REQUIREMENT | Restate word for word, and only, the lines that extend from the line containing "1. optimized uacce device query logic" through the end of the records below.

**********

PR #503, opened 2022-09-23
Optimized device query method

Liulongfang:
1. optimized uacce device query logic
2. update uadk function symbols


lin755:
lgtm

gaozhangfei:
looks good to me, and tested ok
except ./scripts/checkpatch.pl reports warning: "line over 80 characters ", though it can be ignored.
git msg
ubsequent -> subsequent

**********

RESPONSE AREA |
1. optimized uacce device query logic
2. update uadk function symbols


lin755:
lgtm

gaozhangfei:
looks good to me, and tested ok
except ./scripts/checkpatch.pl reports warning: "line over 80 characters ", though it can be ignored.
git msg
ubsequent -> subsequent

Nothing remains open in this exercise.